Mountain in New York, United States

Clove Mountain is located in Union Vale, Dutchess County, New York, rising to an elevation of 1398 ft. It is the town's highest point. It marks the southern extent of the Taconic Mountains and its bedrock is metamorphic, composed of rocks like schist, phyllite, and metagraywacke. Flora and fauna on the mountain are consistent with those found throughout the broader New England Uplands. Rattlesnakes are commonly found on the mountain.

==History==
In 1933, the New York State Conservation Department, now the Department of Environmental Conservation, erected a steel fire lookout tower on the summit, with an accompanying observer's cabin completed shortly thereafter. The installation of a fire tower on Clove Mountain, as well as on Mount Beacon to the southwest, was formally proposed in 1930, on the basis of inadequate early wildfire detection in Dutchess County. The Clove Mountain tower is a 60 ft Aermotor model LS-40. It remained in service through the end of the 1988 fire season, and was officially decommissioned the following year. The first five observers at Clove Mountain, collectively serving from April 1933 until May 1960, were each hired with a starting salary of $100 per month.
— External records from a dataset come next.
PR #465, opened 2016-02-24
Fix jsx-curly-spacing rule name in documentation

alex-tan:


alex-tan:
Nevermind, looks like this is a convention in the documentation. Submitted this because I was getting this error when copying and pasting:

Definition for rule 'jsx-curly-spacing' was not found  jsx-curly-spacing

Issue #474, opened 2016-03-01
jsx-no-bind circumventable via Short-Circuit Evaluation 


iilei:
example code `myHandler={true && this.myHandler.bind(this, key)}` results in *no warnings*, while I would expect it to throw *error  JSX props should not use .bind()  react/jsx-no-bind*

Is this a bug or am I missing something?

ljharb:
Similarly, I've noticed that `const foo = this.whatever.bind(this);` and then `prop={foo}` doesn't seem to warn either.

iilei:
@ljharb I assume  `const foo = this.whatever.bind(this);` resides outside of the returned block jsx, right? I don't think that is related

ljharb:
@iilei yes it is - no functions should be created in the entire render path and passed as props, which is what this rule is attempting to prevent.

iilei:
I see ... @petersendidit :+1:

PR #475, opened 2016-03-01
Catch bind in render when assigned to a variable (#474)

petersendidit:
Takes care of part of the issue brought up in #474.


yannickcr:
Merged, thanks!

PR #509, opened 2016-03-21
Updated description to provide more context

coryhouse:
I've found this rule really helpful on Flux/Redux apps that don't use forms. I typically only use setState when working with forms.


yannickcr:
Thanks!

Issue #68, opened 2015-04-17
Parse extended class to read some informations


MoOx:
```js
import React, {Component} from "react"

class A extends Component {

  static propTypes = {
    whatever: PropTypes.isRequired,
  }

  render() {
    return {this.props.whatever}
  }
}

class B extends A {
  render() {
    return {this.props.whatever}
  }
}
```

B gets an error on propTypes undefined on this component.

yannickcr:
Mmm, I think we can only have a limited support for this case.

We can handle the above script but not this one for example:
```js
import A from "a"

class B extends A {
  render() {
    return {this.props.whatever}
  }
}
```
In this case the extended class is in another file and we cannot know if the propTypes property is defined in it or not.

MoOx:
I think the fs read might be a problem. But it's doable right ?
Maybe disabled by default but that can be handled when set to true ?

yannickcr:
Linting is only made on the current file content, starting to jump from file to file, resolving imports and finding how the class is constructed will be very complicated (but I accept PR :wink: ).

I can handle the original case and if you encounter the second one I think the best way to handle it should be to ignore the `prop-types` rule for this class:

```js
import A from "a"

class B extends A { // eslint-disable-line react/prop-types
  render() {
    return {this.props.whatever}
  }
}
```

gausie:
Is there a way we could do a decorator-style comment above a class manually to inform the parser that the class is a descendent of a Component and lint it thusly?

PR #513, opened 2016-03-24
Parse explicit declaration that class extends React.Component

gausie:
This small addition enables linting component-specific rules if the author uses a JSDoc explicitly indicating that the component is a descendent of React.Component

e.g.
```
/** @extends React.Component */
class MyClass extends ChildClass {
...
```

Provides a good workaround for issues such as #68

### DIFF
--- a/package.json
+++ b/package.json
@@ -22,10 +22,12 @@
   },
   "homepage": "https://github.com/yannickcr/eslint-plugin-react",
   "bugs": "https://github.com/yannickcr/eslint-plugin-react/issues",
+  "dependencies": {
+    "doctrine": "^1.2.0"
+  },
   "devDependencies": {
     "babel-eslint": "6.0.0-beta.6",
     "coveralls": "2.11.8",
-    "doctrine": "^1.2.0",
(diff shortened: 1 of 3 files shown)


package.json
```diff
@@ -25,6 +25,7 @@
   "devDependencies": {
     "babel-eslint": "6.0.0-beta.6",
     "coveralls": "2.11.8",
+    "doctrine": "^1.2.0",
```
ljharb: this would need to be a full `dependency` since it's not related to actually developing the module.

gausie: Whoops! Quite right.

yannickcr:
Merged, thanks!

ljharb:
I wonder if we should make doctrine an optionalDependency, so people that don't use jsdoc don't need to install it?

yannickcr:
I don't like adding a dependency either.

But since this dependency is already used by ESLint I think it will already be installed in all cases (it will even be deduplicated with npm@3).

ljharb:
An, makes sense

Both structures survive, but are not actively maintained and are located on private property.

==Geography==
The mountain forms the western boundary of Clove Valley, or simply "the Clove." Together, the two features have been classified as a Significant Natural Area by the Dutchess County Environmental Management Council. Sites with this designation "significantly contribute to the health, diversity, and enjoyment of the county's resource base." Clove Valley is underlain by limestone and contains several natural springs, as well as the headwaters of Fishkill Creek, a tributary of the Hudson River. The especially prolific Clove Spring reportedly flows at several hundred gallons per minute; it was one of the factors which attracted the first European settlers of Clove Valley in the early 18th century. Several small hamlets cropped up in the valley in the 19th century, during which period extensive iron ore mining took place. In recent times the land has returned to predominantly agricultural use.

It is the site of a Verizon Wireless cell tower and a Dutchess County 911 Radio Repeater.